Each of the lines below must be restated exactly.

Collected data entries:
[Start of Attachment]

PR #16201, opened 2026-04-09
feat(metrics): add operational metrics

Automaat:
## Motivation

Operators have limited visibility into Kuma's internal behavior. This adds
low-cardinality metrics across the key subsystems to enable dashboards and
alerting without index explosion.

Metrics added:

**DNS proxy** (`app/kuma-dp`):

- `dns_queries_total{qtype,source}` — query count by type (A/AAAA/other) and
  resolution path (local/upstream)
- `dns_response_codes_total{rcode}` — response codes (noerror/nxdomain/
  servfail/other)
- `dns_entries_total` — current DNS map size (gauge)

**VIP allocator**:

- `vip_allocation_exhaustion_total{mesh}` — IPAM pool exhaustion events

**xDS**:

- `xds_cert_expiration_remaining{mesh}` — seconds until cert expiry
  (MeshIdentity/WorkloadIdentity path only)
- `xds_snapshot_resources_total{resource_type}` — snapshot resource counts

**KDS** (multi-zone):

- `kds_zone_active_connections{zone_name}` — active KDS streams per zone
- `kds_nack_total{zone_name,resource_type}` — NACK count by zone and type

**Sidecar injection** (K8s):

- `sidecar_injection_total{result,reason}` — injection decisions
  (success/skipped/failed) with reason

## Implementation information

All metrics use label cardinality bounded to single digits. Cert expiry metrics
are scoped strictly to the MeshIdentity/WorkloadIdentity code path.

`kds_server.New` now returns `*Metrics` alongside the delta server so callers
share a single registered instance — avoids duplicate registration across the
GlobalToZone and ZoneToGlobal streams.

`sidecar_injection_total` is wired through `injector.New()` with a nil-safe
metrics parameter to avoid forcing test refactors.

> Changelog: feat(kuma-cp): improve control-plane observability with dashboards, histograms, and operational metrics

### DIFF
--- a/pkg/plugins/runtime/k8s/webhooks/injector/injector.go
+++ b/pkg/plugins/runtime/k8s/webhooks/injector/injector.go
@@ -163,18 +163,30 @@ func (i *KumaInjector) InjectKuma(ctx context.Context, pod *kube_core.Pod) error
 
 	meshName, err := i.preCheck(ctx, pod, logger)
 	if err != nil {
-		if i.metrics != nil {
-			i.metrics.InjectionTotal.WithLabelValues("failed", classifyInjectionError(err)).Inc()
-		}
+		i.recordInjection("failed", classifyInjectionError(err))
 		return err
 	}
 	if meshName == "" {
-		if i.metrics != nil {
-			i.metrics.InjectionTotal.WithLabelValues("skipped", "not_needed").Inc()
-		}
+		i.recordInjection("skipped", "not_needed")
 		return nil
 	}
 
+	if err := i.injectKuma(ctx, pod, meshName, logger); err != nil {
+		i.recordInjection("failed", classifyInjectionError(err))
+		return err
+	}
+	i.recordInjection("success", "")
+	return nil
+}
+
+func (i *KumaInjector) recordInjection(result, reason string) {
+	if i.metrics == nil {
+		return
+	}
+	i.metrics.InjectionTotal.WithLabelValues(result, reason).Inc()
+}
+
+func (i *KumaInjector) injectKuma(ctx context.Context, pod *kube_core.Pod, meshName string, logger logr.Logger) error {
 	logger.Info("injecting Kuma")
 
 	// annotations
@@ -384,9 +396,6 @@ func (i *KumaInjector) InjectKuma(ctx context.Context, pod *kube_core.Pod) error
 		}
 	}
 
-	if i.metrics != nil {
-		i.metrics.InjectionTotal.WithLabelValues("success", "").Inc()
-	}
 	return nil
 }
 
--- a/pkg/plugins/runtime/k8s/webhooks/injector/injector.go
+++ b/pkg/plugins/runtime/k8s/webhooks/injector/injector.go
@@ -22,6 +22,7 @@ import (
 	core_config "github.com/kumahq/kuma/v2/pkg/config"
 	runtime_k8s "github.com/kumahq/kuma/v2/pkg/config/plugins/runtime/k8s"
 	"github.com/kumahq/kuma/v2/pkg/core"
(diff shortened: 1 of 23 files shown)


pkg/plugins/runtime/k8s/webhooks/injector/injector.go
```diff
@@ -144,15 +155,25 @@ type KumaInjector struct {
...
 }
 
 func (i *KumaInjector) InjectKuma(ctx context.Context, pod *kube_core.Pod) error {
 	logger := log.WithValues("pod", pod.GenerateName, "namespace", pod.Namespace)
 
 	meshName, err := i.preCheck(ctx, pod, logger)
-	if meshName == "" || err != nil {
+	if err != nil {
+		if i.metrics != nil {
+			i.metrics.InjectionTotal.WithLabelValues("failed", classifyInjectionError(err)).Inc()
```
bartsmykla: The failure counter only covers `preCheck`. If injection passes this point and later fails on a missing `ContainerPatch`, invalid transparent-proxy annotation, or probe rewrite error, those webhook rejections never increment `sidecar_injection_total{result="failed"}`. Record the final outcome for the full `InjectKuma` call, for example with a deferred result, so the failed series does not undercount rejections.

pkg/xds/sync/dataplane_watchdog.go
```diff
@@ -188,6 +191,11 @@ func (d *DataplaneWatchdog) syncDataplane(ctx context.Context) (SyncResult, erro
 			return SyncResult{}, errors.Wrap(err, "could not get identity")
 		}
 		d.workloadIdentity = identity
+		if d.XdsMetrics != nil && identity != nil && identity.ExpirationTime != nil {
+			d.XdsMetrics.CertExpirationRemaining.
+				WithLabelValues(d.key.Mesh).
+				Set(time.Until(*identity.ExpirationTime).Seconds())
```
bartsmykla: This stores a one-time `time.Until` sample only when `syncIdentity` runs. Later watchdog ticks with the same config and identity can return before this block, and when the cert finally becomes `ExpiringSoon` the identity is renewed before the gauge is set again. The value can stay near the full lifetime instead of counting down, so dashboards and alerts never see remaining lifetime fall. Update it from the current `d.workloadIdentity.ExpirationTime` whenever the identity is available, or export an expiry timestamp instead.

bartsmykla (changes requested):
Two metric paths need changes before this lands: sidecar injection failures after `preCheck`, and the cert-expiration gauge countdown.

pkg/plugins/runtime/k8s/webhooks/injector/injector.go
Automaat: Good catch — addressed in 4078b9cb9a. Extracted the main injection body into a private `injectKuma` helper and added a `recordInjection` method that runs on every return path in the public `InjectKuma` wrapper (preCheck error, skipped, body error, success). Every rejection now increments the counter with the correct `result`/`reason` labels.

pkg/xds/sync/dataplane_watchdog.go
Automaat: Addressed in 4078b9cb9a by switching to a stable **expiration timestamp** metric instead of remaining seconds. Renamed to `xds_cert_expiration_timestamp_seconds` and set it to `identity.ExpirationTime.Unix()`. Since the value is absolute (not a countdown), setting it only when the identity is refreshed is correct — dashboards/alerts compute remaining lifetime in PromQL with `xds_cert_expiration_timestamp_seconds - time()`, which decreases continuously without needing to update the gauge every tick.

bartsmykla (approved):

PR #16207, opened 2026-04-09
feat(k8s): remove CPU limit from init/sidecar container

lukidzi:
## Motivation

CPU limits cause throttling even when CPU is available, which increases latency under load. Removing the limit allows the containers to burst during startup and high-traffic periods.

## Implementation information

The default CPU limit for injected `kuma-init` and `kuma-sidecar` containers has been removed (set to `0`, meaning no limit). Previously the defaults were `100m` and `1000m` respectively. New configuration options were introduced and user is able to set them manually.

[End of Attachment]

Expected answer:
PR #16201, opened 2026-04-09
feat(metrics): add operational metrics

Automaat:
## Motivation

Operators have limited visibility into Kuma's internal behavior. This adds
low-cardinality metrics across the key subsystems to enable dashboards and
alerting without index explosion.

Metrics added:

**DNS proxy** (`app/kuma-dp`):

- `dns_queries_total{qtype,source}` — query count by type (A/AAAA/other) and
  resolution path (local/upstream)
- `dns_response_codes_total{rcode}` — response codes (noerror/nxdomain/
  servfail/other)
- `dns_entries_total` — current DNS map size (gauge)

**VIP allocator**:

- `vip_allocation_exhaustion_total{mesh}` — IPAM pool exhaustion events

**xDS**:

- `xds_cert_expiration_remaining{mesh}` — seconds until cert expiry
  (MeshIdentity/WorkloadIdentity path only)
- `xds_snapshot_resources_total{resource_type}` — snapshot resource counts

**KDS** (multi-zone):

- `kds_zone_active_connections{zone_name}` — active KDS streams per zone
- `kds_nack_total{zone_name,resource_type}` — NACK count by zone and type

**Sidecar injection** (K8s):

- `sidecar_injection_total{result,reason}` — injection decisions
  (success/skipped/failed) with reason

## Implementation information

All metrics use label cardinality bounded to single digits. Cert expiry metrics
are scoped strictly to the MeshIdentity/WorkloadIdentity code path.

`kds_server.New` now returns `*Metrics` alongside the delta server so callers
share a single registered instance — avoids duplicate registration across the
GlobalToZone and ZoneToGlobal streams.

`sidecar_injection_total` is wired through `injector.New()` with a nil-safe
metrics parameter to avoid forcing test refactors.

> Changelog: feat(kuma-cp): improve control-plane observability with dashboards, histograms, and operational metrics

### DIFF
--- a/pkg/plugins/runtime/k8s/webhooks/injector/injector.go
+++ b/pkg/plugins/runtime/k8s/webhooks/injector/injector.go
@@ -163,18 +163,30 @@ func (i *KumaInjector) InjectKuma(ctx context.Context, pod *kube_core.Pod) error
 
 	meshName, err := i.preCheck(ctx, pod, logger)
 	if err != nil {
-		if i.metrics != nil {
-			i.metrics.InjectionTotal.WithLabelValues("failed", classifyInjectionError(err)).Inc()
-		}
+		i.recordInjection("failed", classifyInjectionError(err))
 		return err
 	}
 	if meshName == "" {
-		if i.metrics != nil {
-			i.metrics.InjectionTotal.WithLabelValues("skipped", "not_needed").Inc()
-		}
+		i.recordInjection("skipped", "not_needed")
 		return nil
 	}
 
+	if err := i.injectKuma(ctx, pod, meshName, logger); err != nil {
+		i.recordInjection("failed", classifyInjectionError(err))
+		return err
+	}
+	i.recordInjection("success", "")
+	return nil
+}
+
+func (i *KumaInjector) recordInjection(result, reason string) {
+	if i.metrics == nil {
+		return
+	}
+	i.metrics.InjectionTotal.WithLabelValues(result, reason).Inc()
+}
+
+func (i *KumaInjector) injectKuma(ctx context.Context, pod *kube_core.Pod, meshName string, logger logr.Logger) error {
 	logger.Info("injecting Kuma")
 
 	// annotations
@@ -384,9 +396,6 @@ func (i *KumaInjector) InjectKuma(ctx context.Context, pod *kube_core.Pod) error
 		}
 	}
 
-	if i.metrics != nil {
-		i.metrics.InjectionTotal.WithLabelValues("success", "").Inc()
-	}
 	return nil
 }
 
--- a/pkg/plugins/runtime/k8s/webhooks/injector/injector.go
+++ b/pkg/plugins/runtime/k8s/webhooks/injector/injector.go
@@ -22,6 +22,7 @@ import (
 	core_config "github.com/kumahq/kuma/v2/pkg/config"
 	runtime_k8s "github.com/kumahq/kuma/v2/pkg/config/plugins/runtime/k8s"
 	"github.com/kumahq/kuma/v2/pkg/core"
(diff shortened: 1 of 23 files shown)


pkg/plugins/runtime/k8s/webhooks/injector/injector.go
```diff
@@ -144,15 +155,25 @@ type KumaInjector struct {
...
 }
 
 func (i *KumaInjector) InjectKuma(ctx context.Context, pod *kube_core.Pod) error {
 	logger := log.WithValues("pod", pod.GenerateName, "namespace", pod.Namespace)
 
 	meshName, err := i.preCheck(ctx, pod, logger)
-	if meshName == "" || err != nil {
+	if err != nil {
+		if i.metrics != nil {
+			i.metrics.InjectionTotal.WithLabelValues("failed", classifyInjectionError(err)).Inc()
```
bartsmykla: The failure counter only covers `preCheck`. If injection passes this point and later fails on a missing `ContainerPatch`, invalid transparent-proxy annotation, or probe rewrite error, those webhook rejections never increment `sidecar_injection_total{result="failed"}`. Record the final outcome for the full `InjectKuma` call, for example with a deferred result, so the failed series does not undercount rejections.

pkg/xds/sync/dataplane_watchdog.go
```diff
@@ -188,6 +191,11 @@ func (d *DataplaneWatchdog) syncDataplane(ctx context.Context) (SyncResult, erro
 			return SyncResult{}, errors.Wrap(err, "could not get identity")
 		}
 		d.workloadIdentity = identity
+		if d.XdsMetrics != nil && identity != nil && identity.ExpirationTime != nil {
+			d.XdsMetrics.CertExpirationRemaining.
+				WithLabelValues(d.key.Mesh).
+				Set(time.Until(*identity.ExpirationTime).Seconds())
```
bartsmykla: This stores a one-time `time.Until` sample only when `syncIdentity` runs. Later watchdog ticks with the same config and identity can return before this block, and when the cert finally becomes `ExpiringSoon` the identity is renewed before the gauge is set again. The value can stay near the full lifetime instead of counting down, so dashboards and alerts never see remaining lifetime fall. Update it from the current `d.workloadIdentity.ExpirationTime` whenever the identity is available, or export an expiry timestamp instead.

bartsmykla (changes requested):
Two metric paths need changes before this lands: sidecar injection failures after `preCheck`, and the cert-expiration gauge countdown.

pkg/plugins/runtime/k8s/webhooks/injector/injector.go
Automaat: Good catch — addressed in 4078b9cb9a. Extracted the main injection body into a private `injectKuma` helper and added a `recordInjection` method that runs on every return path in the public `InjectKuma` wrapper (preCheck error, skipped, body error, success). Every rejection now increments the counter with the correct `result`/`reason` labels.

pkg/xds/sync/dataplane_watchdog.go
Automaat: Addressed in 4078b9cb9a by switching to a stable **expiration timestamp** metric instead of remaining seconds. Renamed to `xds_cert_expiration_timestamp_seconds` and set it to `identity.ExpirationTime.Unix()`. Since the value is absolute (not a countdown), setting it only when the identity is refreshed is correct — dashboards/alerts compute remaining lifetime in PromQL with `xds_cert_expiration_timestamp_seconds - time()`, which decreases continuously without needing to update the gauge every tick.

bartsmykla (approved):

PR #16207, opened 2026-04-09
feat(k8s): remove CPU limit from init/sidecar container

lukidzi:
## Motivation

CPU limits cause throttling even when CPU is available, which increases latency under load. Removing the limit allows the containers to burst during startup and high-traffic periods.

## Implementation information

The default CPU limit for injected `kuma-init` and `kuma-sidecar` containers has been removed (set to `0`, meaning no limit). Previously the defaults were `100m` and `1000m` respectively. New configuration options were introduced and user is able to set them manually.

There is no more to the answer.